Stored data
***

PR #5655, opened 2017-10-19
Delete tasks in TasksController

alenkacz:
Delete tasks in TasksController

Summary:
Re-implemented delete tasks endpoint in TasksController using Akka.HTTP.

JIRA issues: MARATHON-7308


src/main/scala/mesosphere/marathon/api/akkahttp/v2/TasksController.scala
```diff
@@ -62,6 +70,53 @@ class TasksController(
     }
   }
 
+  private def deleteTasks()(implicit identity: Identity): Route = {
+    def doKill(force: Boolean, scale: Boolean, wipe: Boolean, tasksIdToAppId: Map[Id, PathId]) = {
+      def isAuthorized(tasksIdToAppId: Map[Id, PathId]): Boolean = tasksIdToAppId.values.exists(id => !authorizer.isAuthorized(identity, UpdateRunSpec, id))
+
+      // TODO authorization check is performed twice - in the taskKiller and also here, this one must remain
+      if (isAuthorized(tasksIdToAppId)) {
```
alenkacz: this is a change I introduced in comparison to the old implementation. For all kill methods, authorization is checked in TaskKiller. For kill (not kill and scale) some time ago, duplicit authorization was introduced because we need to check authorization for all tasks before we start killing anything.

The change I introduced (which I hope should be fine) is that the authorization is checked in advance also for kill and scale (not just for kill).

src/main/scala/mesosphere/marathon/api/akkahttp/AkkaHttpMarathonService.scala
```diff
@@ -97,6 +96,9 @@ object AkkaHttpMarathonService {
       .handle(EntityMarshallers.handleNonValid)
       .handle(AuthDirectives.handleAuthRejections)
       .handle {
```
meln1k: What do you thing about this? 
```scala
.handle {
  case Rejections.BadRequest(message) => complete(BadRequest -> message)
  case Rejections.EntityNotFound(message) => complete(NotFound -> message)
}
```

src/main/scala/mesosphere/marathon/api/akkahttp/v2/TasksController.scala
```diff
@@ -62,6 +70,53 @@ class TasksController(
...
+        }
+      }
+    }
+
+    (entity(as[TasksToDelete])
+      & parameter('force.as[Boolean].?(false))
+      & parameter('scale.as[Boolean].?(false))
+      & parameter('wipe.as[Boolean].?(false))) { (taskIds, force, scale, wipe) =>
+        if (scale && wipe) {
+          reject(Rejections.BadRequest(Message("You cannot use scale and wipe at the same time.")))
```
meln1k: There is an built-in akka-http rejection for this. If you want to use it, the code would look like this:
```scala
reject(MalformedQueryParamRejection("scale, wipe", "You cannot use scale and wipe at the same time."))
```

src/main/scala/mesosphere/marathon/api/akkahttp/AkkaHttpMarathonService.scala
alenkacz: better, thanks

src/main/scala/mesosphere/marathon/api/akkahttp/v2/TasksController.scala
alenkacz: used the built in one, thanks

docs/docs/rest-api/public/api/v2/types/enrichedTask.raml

***

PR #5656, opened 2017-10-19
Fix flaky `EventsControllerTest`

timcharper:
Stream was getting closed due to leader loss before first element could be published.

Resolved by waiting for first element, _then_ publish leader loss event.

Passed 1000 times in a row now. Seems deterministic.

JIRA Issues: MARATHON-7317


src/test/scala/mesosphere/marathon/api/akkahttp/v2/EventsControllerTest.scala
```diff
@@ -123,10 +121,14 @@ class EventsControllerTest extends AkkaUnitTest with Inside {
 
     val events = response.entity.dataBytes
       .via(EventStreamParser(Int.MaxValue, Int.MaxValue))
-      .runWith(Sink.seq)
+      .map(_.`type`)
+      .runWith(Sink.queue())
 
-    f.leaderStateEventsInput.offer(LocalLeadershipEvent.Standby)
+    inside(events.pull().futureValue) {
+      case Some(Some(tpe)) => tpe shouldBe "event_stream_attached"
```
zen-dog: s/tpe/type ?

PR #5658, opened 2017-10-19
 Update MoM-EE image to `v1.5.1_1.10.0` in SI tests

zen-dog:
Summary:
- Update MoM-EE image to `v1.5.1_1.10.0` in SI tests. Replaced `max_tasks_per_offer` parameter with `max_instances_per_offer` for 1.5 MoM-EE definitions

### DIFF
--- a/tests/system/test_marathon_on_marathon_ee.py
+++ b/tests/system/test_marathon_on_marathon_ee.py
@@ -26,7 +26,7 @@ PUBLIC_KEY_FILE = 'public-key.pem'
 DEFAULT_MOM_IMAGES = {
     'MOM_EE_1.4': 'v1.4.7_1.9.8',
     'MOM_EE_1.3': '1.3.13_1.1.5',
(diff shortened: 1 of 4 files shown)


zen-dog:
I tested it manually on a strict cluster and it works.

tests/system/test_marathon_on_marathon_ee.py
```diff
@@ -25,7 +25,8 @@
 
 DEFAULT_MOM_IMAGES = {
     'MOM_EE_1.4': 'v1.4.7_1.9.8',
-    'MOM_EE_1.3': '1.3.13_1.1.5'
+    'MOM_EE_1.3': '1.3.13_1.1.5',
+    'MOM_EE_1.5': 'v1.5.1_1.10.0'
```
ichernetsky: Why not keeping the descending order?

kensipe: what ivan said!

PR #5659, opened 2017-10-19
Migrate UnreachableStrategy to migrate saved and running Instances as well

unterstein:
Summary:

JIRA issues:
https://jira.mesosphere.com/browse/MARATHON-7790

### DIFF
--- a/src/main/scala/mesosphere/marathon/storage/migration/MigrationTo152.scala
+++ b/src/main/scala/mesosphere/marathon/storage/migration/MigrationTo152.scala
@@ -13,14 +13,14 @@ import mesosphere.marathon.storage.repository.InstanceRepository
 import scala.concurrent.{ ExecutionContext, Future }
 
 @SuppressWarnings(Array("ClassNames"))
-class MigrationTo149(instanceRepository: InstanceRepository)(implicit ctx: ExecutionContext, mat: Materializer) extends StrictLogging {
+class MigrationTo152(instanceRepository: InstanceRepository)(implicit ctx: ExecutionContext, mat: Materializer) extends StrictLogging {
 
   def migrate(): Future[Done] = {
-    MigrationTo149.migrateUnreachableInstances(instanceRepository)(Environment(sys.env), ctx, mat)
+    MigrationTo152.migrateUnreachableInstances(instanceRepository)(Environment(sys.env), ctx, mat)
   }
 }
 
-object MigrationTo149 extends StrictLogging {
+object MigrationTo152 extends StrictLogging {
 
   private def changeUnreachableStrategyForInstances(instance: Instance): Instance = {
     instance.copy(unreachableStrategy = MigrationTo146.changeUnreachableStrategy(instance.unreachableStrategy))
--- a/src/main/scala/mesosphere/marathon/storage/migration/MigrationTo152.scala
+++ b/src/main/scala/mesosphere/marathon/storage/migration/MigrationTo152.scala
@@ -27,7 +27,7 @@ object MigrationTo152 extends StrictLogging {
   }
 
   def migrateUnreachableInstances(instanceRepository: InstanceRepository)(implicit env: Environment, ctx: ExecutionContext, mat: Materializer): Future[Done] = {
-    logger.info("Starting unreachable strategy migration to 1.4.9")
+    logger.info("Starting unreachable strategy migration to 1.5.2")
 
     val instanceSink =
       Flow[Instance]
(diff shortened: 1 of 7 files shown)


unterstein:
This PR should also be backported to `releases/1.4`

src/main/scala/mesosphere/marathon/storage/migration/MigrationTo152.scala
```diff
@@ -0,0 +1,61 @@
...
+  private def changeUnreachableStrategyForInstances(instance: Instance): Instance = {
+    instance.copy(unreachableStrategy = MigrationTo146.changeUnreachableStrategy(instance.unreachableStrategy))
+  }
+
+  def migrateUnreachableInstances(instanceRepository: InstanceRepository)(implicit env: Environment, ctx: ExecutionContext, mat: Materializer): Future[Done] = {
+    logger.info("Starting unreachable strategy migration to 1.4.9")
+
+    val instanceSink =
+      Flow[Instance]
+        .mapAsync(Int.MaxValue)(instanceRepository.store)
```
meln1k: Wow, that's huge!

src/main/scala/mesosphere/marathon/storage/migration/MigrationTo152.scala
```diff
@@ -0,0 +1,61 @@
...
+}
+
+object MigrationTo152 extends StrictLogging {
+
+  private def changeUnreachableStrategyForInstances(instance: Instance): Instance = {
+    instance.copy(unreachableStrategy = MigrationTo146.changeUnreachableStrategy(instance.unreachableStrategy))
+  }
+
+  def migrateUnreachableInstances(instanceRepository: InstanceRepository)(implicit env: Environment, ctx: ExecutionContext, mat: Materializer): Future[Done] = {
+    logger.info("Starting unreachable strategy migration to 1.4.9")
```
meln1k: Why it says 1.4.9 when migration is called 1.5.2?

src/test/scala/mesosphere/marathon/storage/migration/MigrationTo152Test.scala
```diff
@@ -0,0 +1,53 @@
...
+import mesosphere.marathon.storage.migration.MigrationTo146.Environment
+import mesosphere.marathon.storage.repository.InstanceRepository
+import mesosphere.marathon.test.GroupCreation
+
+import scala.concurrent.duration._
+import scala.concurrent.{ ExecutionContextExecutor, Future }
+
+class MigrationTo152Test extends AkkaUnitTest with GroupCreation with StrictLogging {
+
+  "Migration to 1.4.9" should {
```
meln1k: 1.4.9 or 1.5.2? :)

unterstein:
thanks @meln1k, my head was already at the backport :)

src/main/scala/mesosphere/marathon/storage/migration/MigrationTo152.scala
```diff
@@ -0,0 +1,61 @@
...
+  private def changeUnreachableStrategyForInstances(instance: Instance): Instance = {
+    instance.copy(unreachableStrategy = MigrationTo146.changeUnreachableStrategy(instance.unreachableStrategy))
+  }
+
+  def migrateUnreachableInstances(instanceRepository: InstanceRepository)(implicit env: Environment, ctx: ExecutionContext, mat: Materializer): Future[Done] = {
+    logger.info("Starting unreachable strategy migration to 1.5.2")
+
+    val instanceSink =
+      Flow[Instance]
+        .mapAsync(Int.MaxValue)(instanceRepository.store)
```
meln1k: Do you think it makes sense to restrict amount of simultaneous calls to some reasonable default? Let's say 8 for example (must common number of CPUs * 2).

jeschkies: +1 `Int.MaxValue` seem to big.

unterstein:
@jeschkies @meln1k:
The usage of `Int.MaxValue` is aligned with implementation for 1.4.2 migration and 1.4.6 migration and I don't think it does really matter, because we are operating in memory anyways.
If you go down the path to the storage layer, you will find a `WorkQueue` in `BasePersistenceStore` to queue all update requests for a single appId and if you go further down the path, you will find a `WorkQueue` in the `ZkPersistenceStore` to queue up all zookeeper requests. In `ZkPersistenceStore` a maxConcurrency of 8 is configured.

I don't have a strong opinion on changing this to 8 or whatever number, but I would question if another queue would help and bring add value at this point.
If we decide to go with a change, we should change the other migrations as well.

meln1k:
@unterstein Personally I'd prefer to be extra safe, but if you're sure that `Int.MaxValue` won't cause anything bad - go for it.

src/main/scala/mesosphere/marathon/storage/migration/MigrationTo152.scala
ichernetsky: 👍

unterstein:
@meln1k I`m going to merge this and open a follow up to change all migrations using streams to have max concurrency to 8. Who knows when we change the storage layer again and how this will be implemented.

***

Which lines above hold the string "when"? Show each of them.

meln1k: Why it says 1.4.9 when migration is called 1.5.2?
@meln1k I`m going to merge this and open a follow up to change all migrations using streams to have max concurrency to 8. Who knows when we change the storage layer again and how this will be implemented.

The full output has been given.